El sufrimiento de los civiles franceses estaba contemplado por los capitostes aliados, aunque no previeron un alcance tan extenso: «El cruel martirio de Normandía había servido efectivamente para salvar al resto de Francia. No obstante, el debate sobre el excesivo número de víctimas de los bombardeos y la artillería de los aliados está condenado a seguir vivo. En total perecieron 19.890 civiles en Francia durante la liberación de Normandía, y el número de heridos graves fue mucho mayor. A estas cifras hay que añadir los 15.000 muertos y los 19.000 heridos de los primeros meses de 1944, durante el bombardeo preparatorio de la Operación Overlord. Los 70.000 civiles muertos en Francia por la acción de los aliados en el curso de la guerra son motivo de honda reflexión, y más si tenemos en cuenta que esta cifra excede el número total de víctimas británicas a causa de los bombardeos alemanes» (pp. 649-650). Y no sólo los bombardeos: «sólo en el departamento de Calvados, 76.000 personas habían perdido sus casas y prácticamente todas sus pertenencias. El saqueo y daño innecesario llevados a cabo por los soldados aliados sólo vinieron a añadir más amargura en el mar de fuertes emociones mezcladas que muchos sintieron con la llegada de la liberación. Algunos murmuraban que habían recibido mejor trato de los alemanes» (p. 650)

La «batalla de Normandía» fue feroz para los civiles franceses, pero también para los combatientes. Y, en palabras de Beevor, «a pesar de los irónicos comentarios de la propaganda soviética […] fue sin duda comparable a la librada en el frente oriental. Durante los tres meses de aquel verano, la Wehermacht sufrió casi 240.000 bajas y perdió otros 200.000 hombres que cayeron en manos de los aliados. El XXI Grupo de Ejército de británicos, canadienses y polacos tuvo 83.045 bajas, y los americanos, 125.847. Además, las fuerzas aéreas aliadas perdieron a 16.714 hombres entre muertos y desaparecidos» (p. 653). ¿Dónde está la gloria, se preguntará más de uno?

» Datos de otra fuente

PR #11572, opened 2026-06-01
feat(jedi+axum-kbve): PgCluster (CNPG-aware) + GET /api/v1/wallet/me/ledger

h0lybyte:
## Summary

Establish the Rust-canonical Postgres core (`jedi::PgCluster`) and prove it out with the first read endpoint moved off the SQL `proxy_*_readonly` family: `GET /api/v1/wallet/me/ledger`.

The original SQL-first ledger proxy committed earlier on this branch has been removed in the final commit; the Rust handler is the new source of truth for caller-scoped market history reads, with future read RPCs to follow the same pattern.

## Commits in this PR

1. **`feat(jedi): PgCluster — CNPG-aware Postgres pool set, feature-gated`** (`57ea29e`) — new `jedi::state::pg` module, three-pool wrapper (`rw` / `ro` / `any`) matching the `supabase-cluster` CNPG topology, `tokio-postgres-rustls` connector (transparent under `sslmode=disable`), env-driven config + per-pool knobs, `KBVE_PG_USE_POOLER` toggle, `with_caller_read(sub, role, closure)` JWT impersonation primitive. Gated behind `jedi.features.postgres`. 6 unit tests pass.

2. **`feat(axum-kbve): GET /api/v1/wallet/me/ledger via jedi PgCluster; drop SQL proxy`** (`26f6399`) — wires `PgCluster::from_env()` into axum-kbve startup, registers `/me/ledger`, removes the SQL migration + test + schema-mirror entry that previously lived on this branch.

## Three-pool topology

| Role | CNPG service                    | Use |
|------|---------------------------------|-----|
| `rw`  | `supabase-cluster-rw` | primary; writes + read-after-write |
| `ro`  | `supabase-cluster-ro` | HA replicas; strict reads |
| `any` | `supabase-cluster-r`  | any-healthy fallback for read paths |

`any` exists so reads survive a replica blip without falling through to the primary, and gives forward-compat with 5-instance clusters.

## Handler shape

```
GET /api/v1/wallet/me/ledger
    ?limit=50
    &before_created_at=2026-06-01T17:38:47Z
    &before_id=12345
    &source_kinds=market_buy,market_sell,market_fee   # default; pass `all` to widen
    &currency=khash                                    # optional; omit for both
Authorization: Bearer <user JWT>
```

Response:
```json
{
  "rows": [ { "ledger_id": …, "currency": "khash", "delta": …, "balance_after": …,
              "source_kind": "market_buy", "reason": …, "ref_type": …, "ref_id": …,
              "created_at": "2026-06-01T17:38:47+00:00" }, … ],
  "next_cursor": { "before_created_at": "…", "before_id": … }    // null on last page
}
```

Validation:
- Half cursor (one of `before_created_at` / `before_id` supplied without the other) → `400 invalid_cursor`.
- `before_id <= 0` → `400 invalid_cursor`.
- `source_kinds=""` → `400 invalid_source_kinds` (omit the param for defaults; pass `all` to widen).
- `currency` ∉ {credits, khash} → `400 invalid_currency`.

Auth:
- `resolve_user(headers)` extracts the JWT sub (matches existing `/me/balance`, `/me/coupons`, `/me/redeem-coupon` pattern).
- `PgCluster::with_caller_read(sub)` opens a tx on the `ro` pool, sets `request.jwt.claims` via `set_config(LOCAL)`, runs the query under the `WHERE account_id = (SELECT id FROM wallet.account WHERE user_id = auth.uid() AND kind='user')` constraint, commits. Server cannot impersonate another user via a query-string trick — the row scope is enforced inside the SQL.

## Why drop the SQL proxy?

Rust-canonical = one source of truth per read path, no SQL drift, types live with the handler, easier to test, easier to evolve. PostgREST-direct fallback (Layer 1 in the original three-transport plan) is being retired in favor of the Rust path; if we want a fallback later we can add it under a clean abstraction rather than maintaining two query implementations.

## Build / verification

- [x] `cargo build -p jedi --no-default-features` — no-feature build green (vestigial tokio-postgres dep is now opt-in)
- [x] `cargo build -p jedi --no-default-features --features postgres`
- [x] `cargo test -p jedi --no-default-features --features postgres --lib state::pg::tests` — 6/6 pass (env parsing, compat-key fallbacks, pooler host rewrite per role, `KBVE_PG_USE_POOLER` truthy/falsy)
- [x] `cargo check -p axum-kbve` — green with `jedi.features += ["postgres"]`
- [ ] axum-kbve smoke against `dev-docker-compose.yml` (fire the route, seed a couple `wallet.ledger` rows via `wallet.service_credit`, verify the response shape + cursor advance + currency filter) — pending local run
- [ ] CNPG cluster smoke (rw / ro / any pool acquire) against a real `supabase-cluster` namespace — pending k8s round

## Follow-ups (out of scope here)

- Port existing `WalletClient` read endpoints (`/me/balance`, `/me/coupons`) off `diesel-async` onto `PgCluster::with_caller_read`. Then drop diesel-async from `kbve.wallet`.
- Sweep remaining `kbve.*` modules (guild, referral, characters, …) off diesel-async incrementally.
- Decide whether the existing PostgREST `proxy_market_my_{listings,bids}_readonly` proxies stay or get retired the same way.


h0lybyte:
GPT review applied. Triage:

**Fixed in 3e1a006**
- **#2 empty array** → reject `'{}'` with `22023`. Empty array is almost always a client bug; explicit error directs callers to pass `NULL` if they want full-ledger widening.
- **#7 non-positive `p_before_id`** → reject with `22023`.
- **#6 validation order** → moved `private.proxy_market_caller_account()` resolution after the argument checks so cursor/array errors surface deterministically instead of getting masked by `WLT01`.
- **#1 ref leak (header contradiction)** → kept `ref_type`/`ref_id` in the return shape, dropped the misleading header line. The `ref_id` on `market_*` rows points to the caller's own bid/listing, which is already publicly browseable via `proxy_market_list_active_readonly` / `proxy_market_listing_detail_readonly`. Header now spells out the rationale plus documents `reason` as enum-like service-emitted strings (`'buy_now'`, `'listing_cancelled'`, `'expired_with_bid'`, …) — no admin notes or freeform internal payloads.

**Decided: keep current shape**
- **#5 split into `proxy_wallet_my_ledger_readonly`** — passing on it. Caller-scoped, no cross-user leak, no separate auth boundary needed. The default array gives "market history" out of the box; `NULL` widens to the caller's full ledger. Documented explicitly. If we later want a hard auth boundary (e.g. restricting non-market reads to a different role), we can carve out a sibling proxy then.
- **#8 reason normalization** — checked the call sites. `reason` is written by `wallet.service_credit` / `service_debit` / `service_settle_listing` / `service_cancel_listing` and the marketplace RPCs, with stable enum-like values. No admin notes leak in. Safe to expose as-is.
- **#9 `STABLE` vs `VOLATILE`** — keeping `STABLE`. Matches the existing `my_listings` / `my_bids` proxies. `private.proxy_market_caller_account()` is also `STABLE` and only reads `auth.uid()` + a wallet account lookup, no provisioning.
- **#10 `has_more` flag** — UI derives from `LIMIT v_limit + 1`-style client pagination off the last row's `(created_at, ledger_id)`. Adding `has_more` per row to a `RETURNS TABLE` shape would be ugly; skipping.

**Deferred to a follow-up PR (with EXPLAIN evidence)**
- **#3 partial covering indexes** + **#4 `ANY(array)` not matching the partial-index predicate**. The marketplace-only hot path probably wants:
  ```sql
  CREATE INDEX CONCURRENTLY idx_wallet_ledger_account_market_cursor
      ON wallet.ledger (account_id, created_at DESC, id DESC)
      INCLUDE (currency, delta, balance_after, source_kind, reason, ref_type, ref_id)
      WHERE source_kind IN ('market_buy', 'market_sell', 'market_fee');
  ```
  Want to land this against the existing `wallet_ledger_account_currency_idx` first and measure with real ledger volume before deciding between (a) partial covering index + leaving the proxy as-is, (b) branching to a hardcoded `IN (...)` query so the planner can prove the partial-index predicate match, or (c) both. Will open a separate PR once we have measurements.

Header in the migration now documents the deferred index work so reviewers of the follow-up PR have the context.

h0lybyte:
Round 2 triage. Pushed in `d5b88ce`.

**Applied to migration**
- **#1 `CREATE OR REPLACE` return-shape safety** → migration now prepends `DROP FUNCTION IF EXISTS ... CASCADE`-style guard (no `CASCADE` — explicit drop with the exact signature) before the `CREATE OR REPLACE` so future signature edits to the return shape don't trip the "cannot change return type" check. No-op on first apply.
- **#4 `ROWS 50` → `ROWS 100`** → reflects the actual contract max after the limit clamp.

**Applied as a regression test file (#11)**
Added [`packages/data/sql/dbmate/migration-tests/20260601173847_wallet_marketplace_my_ledger_proxy.test.sql`](packages/data/sql/dbmate/migration-tests/20260601173847_wallet_marketplace_my_ledger_proxy.test.sql) mirroring `20260516015242_wallet_marketplace_proxies.test.sql`. Fixture seeds Alice with reward + coupon + market_buy x3 (distinct ts) + market_sell + market_fee + credits-currency market_buy + three market_buy rows sharing a `created_at` (written via direct `INSERT INTO wallet.ledger` using `wallet.replay_fingerprint(...)` so the trigger is satisfied) and Bob with one private market_buy row.

Cases covered, in test order:
1. Anon → `28000`
2. Authenticated orphan (no `wallet.account`) → `WLT01`
3. Default `p_source_kinds` excludes non-market rows + every returned row is Alice's
4. `p_source_kinds := NULL` includes reward + coupon rows, still no Bob leak
5. Empty array `'{}'` → `22023`
6. Half cursor (only one of the pair) → `22023`
7. Zero / negative `p_before_id` → `22023`
8. Equal `created_at`: `(created_at, id)` cursor strictly advances through the three tied rows — no dup, no gap (this is the case GPT flagged as "especially important")
9. `p_currency` filter applied + caller-scoped
10. Custom `p_source_kinds` narrows to `market_sell` only without widening account scope
11. Limit clamp (sibling-proxy policy, not rejection)

**Audited inline (notes only)**
- **#7 helper hardening** → `private.proxy_market_caller_account()` (in migration `20260516015242_wallet_marketplace_proxies`) is `SECURITY DEFINER`, `STABLE`, `SET search_path = ''`, fully qualified refs, no dynamic SQL, raises `28000` on `auth.uid() IS NULL` and `WLT01` on missing wallet account. Lives in `private` schema (PostgREST does not expose). `EXECUTE` granted to `service_role` only; `PUBLIC` + `anon` + `authenticated` `REVOKE`d. The wrapper's empty `search_path` is therefore additive, not load-bearing on its own.
- **#8 reference ownership invariant** → confirmed across `20260515054304_wallet_marketplace_rpcs` + `20260520124536_wallet_listing_settle_inventory`:
  - `market_buy` → debit/credit on the bidder/buyer account (i.e. the caller), `ref_type='bid'`, `ref_id` = caller's own bid. (Refund credits on prior-bid outbid go to that prior bidder's account, with the same ref to *their* own bid.)
  - `market_sell` → credit on the seller account (i.e. the caller), `ref_type='listing'`, `ref_id` = caller's own listing — also publicly browseable via `proxy_market_list_active_readonly` / `proxy_market_listing_detail_readonly`.
  - `market_fee` → credit on `wallet.treasury_account_id()`, `ref_type='listing'`, `ref_id` = listing being settled. Treasury has no `user_id`/`auth.uid()` binding, so `market_fee` rows never appear in a regular caller's response — the default filter includes it for forward compat with a future treasury-admin caller, not for leakage. Documented inline in the migration header.
- **#6 `service_role` grant rationale** → matches every existing read-only marketplace proxy. Direct service-role invocations hit `private.proxy_market_caller_account()` and raise `28000` because `auth.uid()` is `NULL`. Grant stays for sibling-symmetry + ops/migration test access; the function does **not** accept a target user id. Spelled out in the header for #6's "explicitly document the dependency on caller context" ask.
- **#10 RLS** → `wallet.ledger` has no RLS policies (gated entirely by definer proxies); the proxy is `SECURITY DEFINER OWNER service_role`, so reads bypass RLS by design. The caller cannot influence `v_account` — `auth.uid()` comes from the JWT, not from the function arguments.

**Decided keep (no change)**
- **#5 `p_limit` validation** → kept the `LEAST(GREATEST(COALESCE(p_limit, 50), 1), 100)` clamp. Sibling proxies (`my_listings_readonly`, `my_bids_readonly`) use the identical pattern; matching their policy is more valuable than tightening just this one proxy. Test #11 documents the behavior.
- **#9 `reason` as enum/domain** → real concern, but converting `wallet.ledger.reason` from `TEXT` to an enum/domain touches every existing ledger row and every service-credit / service-debit call site. Out of scope for this PR. Filed mentally for a follow-up; for now the migration header documents `reason` as a stable enum-like vocabulary and the test fixtures pin the expected values for the existing call sites.

**Deferred to the follow-up index PR**
- **#2 generic-plan risk** + **#3 partial-index predicate match for `ANY(p_source_kinds)`**. Will land:
  1. A `CREATE INDEX CONCURRENTLY` covering partial index on the marketplace trio.
  2. `EXPLAIN (ANALYZE, BUFFERS)` evidence for the 5 query shapes GPT listed (default+no-currency, default+single-currency, custom single source kind, `NULL` source kinds, deep cursor).
  3. If the planner refuses to match `ANY(p_source_kinds)` against the partial predicate, branch the default path inside the proxy to a literal `IN (...)` query (custom-array + `NULL` paths stay on the generic predicate).
  Header in this PR's migration already documents that follow-up so reviewers there have context.

h0lybyte:
Round 3 pushed in `af9087f`. Mostly reverting overreach from round 2.

**Applied**
- **#1 + #2 revert the upfront `DROP FUNCTION`** → restored plain `CREATE OR REPLACE`. The drop was misguided defensive plumbing: it discards grants/comments/dependent-object linkage and defeats the point of `CREATE OR REPLACE`. A future migration that actually changes the return shape will manage its own drop deliberately at that time; this migration can't preemptively help it. The earlier rationale comment was wrong — removed.
- **#4 softened the index-backing claim** → header now spells out that `(account_id, currency, created_at DESC, id DESC)` aligns for a specified currency but can't produce a globally sorted result when `p_currency` is `NULL` without extra work. Index-PR follow-up still flagged.
- **#7 `ROWS 100` → `ROWS 50`** → agreed, `ROWS` is an estimated avg per invocation, not a declared upper bound. Default page size + UI default both point at 50.
- **#9 attribute formatting** → split `LANGUAGE plpgsql STABLE SECURITY DEFINER SET search_path = ''` onto separate lines so the security posture is grep-friendly for audits.
- **#10 ACL assertion** → added test case `#0` calling `has_function_privilege('authenticated' / 'anon', signature, 'EXECUTE')` and asserting `(true, false)`. Belt-and-suspenders against accidental privilege regressions on a re-run.

**Audited inline (no code change)**
- **#8 ref ownership across all `market_*` write sites** — traced every call site in `20260515054304_wallet_marketplace_rpcs` and `20260520124536_wallet_listing_settle_inventory`:
  - `market_buy` / escrow at `service_place_bid`: account = bidder (caller), `ref_type='listing'`, `ref_id=p_listing_id`. Public listing.
  - `market_buy` / escrow at `service_buy_now`: account = buyer (caller), `ref_type='listing'`, `ref_id=p_listing_id`. Public listing.
  - `market_buy` / refund at `wallet.refund_active_bid`: account = prior bidder (caller of the credit context), `ref_type='bid'`, `ref_id=v_bid_id` — the bid being refunded is owned by the credit recipient. Caller's own.
  - `market_sell` at `wallet.distribute_settlement`: account = seller (caller), `ref_type='listing'`, `ref_id=p_listing_id`. Seller's own listing, also publicly browseable.
  - `market_fee` at `wallet.distribute_settlement`: account = `wallet.treasury_account_id()`, `ref_type='listing'`, `ref_id=p_listing_id`. Treasury has no `user_id` binding so this row is unreachable via the caller-scoped proxy in normal use.

  GPT's hypothetical "seller-side credit referencing the buyer's winning bid" doesn't materialize — the actual settlement code references the **listing**, not the winning bid. Every `ref_id` returned by this proxy is either the caller's own object or a publicly browseable listing. Invariant holds; documented in the migration header.

**Decided keep**
- **#5 limit clamp vs strict validation** — sibling proxies (`my_listings_readonly`, `my_bids_readonly`) clamp identically. Consistency wins; tightening just this one proxy creates a contract drift.
- **#3 + #6 future branching** → still deferred to the index PR. The literal-`IN (...)` branch only earns its keep once the partial index exists and `EXPLAIN` confirms the planner refuses to match `ANY(p_source_kinds)`. Doing the branch now would be speculative.

PR #11753, opened 2026-06-04
docs(sql/schema): mirror profile.discord_bootstrap_cache + custom_access_token_hook (post-#11488)

h0lybyte:
## Summary
- Backfills the per-schema review surface under \`packages/data/sql/schema/profile/\` to match the canonical state established by [#11488](https://github.com/KBVE/kbve/pull/11488)
- Two new idempotent-safe files; no behavioural change, no migration

## Why
PR #11488 merged the dbmate migration but the hand-authored \`schema/\` mirror was left out of date. That tree is the per-schema review surface per [schema/README.md](packages/data/sql/schema/README.md) and is supposed to reflect what the live DB looks like.

## New files
| File | Contents |
|---|---|
| \`schema/profile/profile_discord_bootstrap_cache.sql\` | validator fn, cache table + constraints + RLS + the single \`supabase_auth_admin_select\` policy, \`service_upsert\` RPC, \`service_get_..._freshness\` RPC, \`get_discord_owned_guilds_claim\` helper |
| \`schema/profile/profile_custom_access_token_hook.sql\` | \`public.custom_access_token_hook\` v2 (top-level event guard, claims-object typecheck, invalid-user_id privileged-claim stripping, explicit \`owned_guilds\` strip before set, delegation to the helper) |

Both follow the schema/ convention:
- Idempotent-safe (`CREATE TABLE IF NOT EXISTS`, `CREATE OR REPLACE FUNCTION`, `DROP POLICY IF EXISTS`)
- Tables → indexes → policies → functions → grants
- File prefix matches the schema name for glob-load alphabetical order

## Mirror fidelity vs PR #11488 migration
- Cache table column definitions, constraints (FK / UNIQUE / size_cap / validator / timestamps_ordering_and_floor), and comment match exactly
- Validator function signature + body + revokes match (no caller EXECUTE; CHECK constraint runs it as table owner)
- \`service_upsert\` RPC body matches: coarse advisory lock on the relink namespace, split filter logs (without user_id), relink log (without provider_id), SQLSTATE 22023 on validation failures, explicit NULL \`p_refreshed_at\` handling, owner pinned to postgres
- \`service_get_..._freshness\` RPC matches the round-11 LEFT JOIN shape (always one row for non-NULL \`p_user_id\`; zero rows for NULL) + \`ROWS 1\` planner hint
- \`get_discord_owned_guilds_claim\` helper matches the round-10 \`jsonb_agg\` form + round-9 \`p_user_id IS NOT NULL\` guard + defensive NULL/regex filter
- \`public.custom_access_token_hook\` v2 body matches the post-round-9 hardened form

## Not changed
- \`schema/profile/username.sql\` — PR #11488 did not touch \`profile.username\` (the supabase_auth_admin SELECT grant came from migration \`20260510210000\`, independent of this PR)
- Other schema directories — out of scope

## Test plan
- [x] Files lint clean — no syntax errors in the SQL surface (review-only; not applied)
- [x] Glob-load ordering: \`profile_custom_access_token_hook.sql\` < \`profile_discord_bootstrap_cache.sql\` < \`username.sql\`. PL/pgSQL late-binding means the hook's reference to \`profile.get_discord_owned_guilds_claim\` resolves at call time, not create time
- [ ] Reviewer spot-check: every constraint, GRANT, REVOKE, policy in the merged migration is reflected in one of the two files


h0lybyte:
Expanded PR with nx smoke targets so future migration work can verify the full chain with one command.

**New files**
- `packages/data/sql/dbmate/smoke.sh` — lifecycle script (volume nuke → compose up → wait healthy → `dbmate up` → status → optional `--rollback` → optional `--keep`). Knows both stacks; defensively tears the other one down first so port 54322 is always free.

**Updated**
- `packages/data/sql/project.json` — 6 new targets:
  - `smoke-vanilla` / `smoke-kilobase` / `smoke` (both, sequential)
  - `smoke-vanilla-keep` / `smoke-kilobase-keep` (leave stack up for psql probing)
  - `kilobase-up` / `kilobase-down` / `kilobase-reset` (lifecycle wrappers paralleling existing `dev-*`)
- `packages/data/sql/README.md` — quick-start now points at the nx targets
- `packages/data/sql/dbmate/README.md` — Local Testing section reorganised; smoke targets table first, manual sequence below as reference

**Local verification**
- `nx show project data-sql` lists all 14 targets after `nx reset`
- `nx run data-sql:smoke-vanilla` → 57/57 migrations apply against fresh `postgres:17-alpine`, status clean, teardown OK ✓
- `nx run data-sql:smoke-kilobase` → 57/57 migrations apply against `ghcr.io/kbve/postgres:17.4.1.069-kilobase`, real `auth.*` schema present (not stub), teardown OK ✓
- Both targets defensively tear down the other stack first; back-to-back switching works without manual cleanup.

**Use case for PR #11488 itself**: had this been in place earlier, the 12 review rounds could have re-verified the full chain on both stacks via `nx run data-sql:smoke` in seconds instead of running ad-hoc `dbmate up/rollback/up` cycles.

**Follow-ups (out of scope here)**
- Wire `smoke` into `ci-dbmate-deploy.yml` as a pre-deploy gate
- Generalize the `smoke.sh` pattern if other DB-adjacent stacks (n8n, forgejo) need it

PR #12364, opened 2026-06-14
fix(cryptothrone,irc-gateway): route realm chat to #general

h0lybyte:
## Bug
In-game chat didn't reach IRC. Root cause: cryptothrone realm chat was routed to **`#cryptothrone`** — an empty channel — instead of **`#general`** where IRC users actually are. The earlier local-echo fix (#12345) made the sender see their own message, which **masked** that it never reached the real channel.

Not a serialization bug — the frame parses fine (`kind:"chat"` → `MessageKind::Chat` via snake_case; `payload` is `#[serde(default)]`). Purely the channel.

## Fix — `#cryptothrone` → `#general`, in sync across all four sites
- gateway `GAME_PROFILES` — gamechat session joins `#general`
- gateway `HISTORY_CHANNELS` — ring-buffer listener tracks `#general`
- client `REALM_CHAT_CHANNEL` (net-config) — sends + filters on `#general`
- zone registry `channel` (zones.ts) — kept consistent for future WorldScene routing

All four must agree (gateway whitelist-drops mismatched channels), hence the coordinated change.

## Versions
- cryptothrone `0.1.22 → 0.1.23`, irc-gateway `0.1.22 → 0.1.23`

## Verified
- gateway `cargo build` clean; history tests unaffected (sanitize helper tests are channel-agnostic).
- Needs a live check after deploy: send in-game → appears in `#general` for IRC clients + new joiners get backscroll.

### DIFF
--- a/apps/cryptothrone/astro-cryptothrone/src/components/game/data/zones.ts
+++ b/apps/cryptothrone/astro-cryptothrone/src/components/game/data/zones.ts
@@ -37,7 +37,7 @@ export const ZONES = {
 		tilesetKey: 'cloud-city-tiles',
 		tilesetUrl: '/assets/map/cloud_tileset.png',
 		tilesetName: 'cloud_tileset',
-		channel: '#cryptothrone',
+		channel: '#general',
 		game: 'cryptothrone',
 	},
 } satisfies Record<string, ZoneDef>;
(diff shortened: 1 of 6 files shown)


h0lybyte:
Follow-up in this PR: reviewed send + receive end-to-end. **Send** verified correct (token in URL, socket-open guard, sender/platform pinned, `to_irc_privmsg` round-trips). **Receive** had a gap — the gateway dropped plain IRC messages (no `[CHAT]` wrapper) via `from_irc_privmsg` returning None, so game clients never saw raw IRC chatter in #general. Added `ChatMessage::from_irc_or_plain` (plain fallback → `Chat`/platform `irc`) wired into both i2c forward + history listener. bevy_chat 9/9, gateway 43/43.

Los enfrentamientos en el seno de los dos rivales en liza también son elocuentemente mostrados en el libro. Entre los alemanes, la disparidad entre la irrealidad de Hitler, que apenas veía más allá de sus mapas en el Berghof bávaro o en la «Guarida delLobo» en Prusia Oriental, y los suplicantes mensajes de Von Rustendt, Rommel o Von Kluge, que veían que el teatro de operaciones en Normandía se hundía irremediablemente. Entre los aliados, la paciencia infinita de un Eisenhower frente al ego desmedido y los fracasos de Montgomery, la excesiva prudencia de Bradley y, cómo no, el componente dartagnesco de Patton; recién llegado a Francia el 4 de julio, Patton dirigió una arenga a sus soldados con su inefable estilo: «Me siento orgulloso de estar aquí para luchar a vuestro lado. Ahora, cortémosles los huevos a esos alemanes y vámonos a Berlín de una puta vez. Y cuando lleguemos a Berlín, yo mismo voy a pegar un tiro a ese empapelador hijo de puta, como si fuera una serpientes» (p. 357). Como dice el propio Beevor, «Patton y Eusenhower no podían ser más distintos, desde luego».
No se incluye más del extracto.